Collected data entries
PR #385, opened 2022-04-16
Improve Error texts

EdJoPaTo:
Initially I wanted to just add details for the `mqttbytes::Error` in the `StateError`. I continued with other `thiserror::Error` implementations to improve error details.

Something that is not the same everywhere is the formatting style: `text: {0}`, `text {0}` or `text = {0}` are used currently. I could also improve that with this PR but I am not sure with format is preferred. Maybe `text: {0}`?

### DIFF
--- a/benchmarks/simplerouter/src/protocol/mod.rs
+++ b/benchmarks/simplerouter/src/protocol/mod.rs
@@ -68,7 +68,7 @@ pub enum Error {
     InvalidReason(u8),
     #[error("Invalid protocol used")]
     InvalidProtocol,
-    #[error("Invalid protocol level")]
+    #[error("Invalid protocol level = {0}")]
     InvalidProtocolLevel(u8),
     #[error("Invalid packet format")]
     IncorrectPacketFormat,
--- a/rumqttc/src/mqttbytes/mod.rs
+++ b/rumqttc/src/mqttbytes/mod.rs
@@ -4,7 +4,7 @@
 //! The [`bytes`](https://docs.rs/bytes) crate is used internally.
 
 use bytes::{Buf, BufMut, Bytes, BytesMut};
-use core::fmt::{self, Display, Formatter};
+use core::fmt;
 use std::slice::Iter;
 
 mod topic;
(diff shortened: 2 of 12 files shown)


rumqttc/src/mqttbytes/mod.rs
```diff
@@ -13,7 +13,7 @@ pub mod v4;
 pub use topic::*;
 
 /// Error during serialization and deserialization
-#[derive(Debug, Clone, Copy, PartialEq, Eq)]
+#[derive(Debug, Clone, Copy, PartialEq, Eq, thiserror::Error)]
```
de-sh, line 16: Adding `#[error("text: {0}")]` attributes above each variant, might be a good idea?

rumqttd/src/lib.rs
```diff
@@ -86,13 +86,14 @@ pub enum Error {
...
     #[error("Invalid server pass")]
-    InvalidServerPass(),
+    InvalidServerPass,
     #[error("Invalid server key file {0}")]
     InvalidServerKey(String),
     RustlsNotEnabled,
     NativeTlsNotEnabled,
     Disconnected,
     NetworkClosed,
+    #[error("Wrong packet {0:?}")]
```
de-sh, line 96: I agree that `text: {0}` is a better format for error messages, this could change here.

de-sh, line 96: I agree that `text: {0}` is a better format for error messages, this could change here.

de-sh (commented):
This looks great, I just have a few questions

rumqttc/src/mqttbytes/mod.rs
EdJoPaTo: I was too lazy to add the text everywhere and checked out how it looks:

`Error = PayloadTooLong` with the name from the code wasnt too bad. Its better to write it manually but this way its already an improvement.

In can add all the `#[error("text: {0}")]` descriptions tho as it looks nicer then.

rumqttd/src/lib.rs
EdJoPaTo: Alright, I will migrate all error messages towards the "text: {0}" format. Probably later today.

rumqttc/src/mqttbytes/mod.rs
EdJoPaTo: I plan on writing the messages tomorrow

EdJoPaTo: Not sure about all the messages. There might be a mistake somewhere as I tried to guess what it might mean sometimes.

de-sh (approved):
LGTM

de-sh:
Congrats and thank you on the merge @EdJoPaTo 🍾

rumqttc/src/mqttbytes/mod.rs
```diff
@@ -13,33 +13,50 @@ pub mod v4;
...
 pub enum Error {
+    #[error("Expected Connect, received: {0:?}")]
     NotConnect(PacketType),
+    #[error("Unexpected Connect")]
     UnexpectedConnect,
+    #[error("Invalid Connect return code: {0}")]
     InvalidConnectReturnCode(u8),
-    InvalidReason(u8),
```
EdJoPaTo, line 21: looking at the final diff…

Not sure what happened here but are some cases missing now? It still compiles so they weren’t used?

benchmarks/simplerouter/src/protocol/mod.rs
```diff
@@ -68,7 +68,7 @@ pub enum Error {
     InvalidReason(u8),
     #[error("Invalid protocol used")]
     InvalidProtocol,
-    #[error("Invalid protocol level")]
+    #[error("Invalid protocol level = {0}")]
```
EdJoPaTo, line 71: I think we missed noticing this `text:` vs `text =` thingy.

feel free to just change it on the default branch or create a PR yourself, that’s way quicker.

rumqttc/src/mqttbytes/mod.rs
de-sh: I removed them as they were deemed unnecessary

benchmarks/simplerouter/src/protocol/mod.rs
de-sh: Let's keep it like that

__THE TASK__:
Read the entries and select each line where the word "used" is found.

__ANSWER BOX__:
Something that is not the same everywhere is the formatting style: `text: {0}`, `text {0}` or `text = {0}` are used currently. I could also improve that with this PR but I am not sure with format is preferred. Maybe `text: {0}`?
     #[error("Invalid protocol used")]
 //! The [`bytes`](https://docs.rs/bytes) crate is used internally.
Not sure what happened here but are some cases missing now? It still compiles so they weren’t used?
     #[error("Invalid protocol used")]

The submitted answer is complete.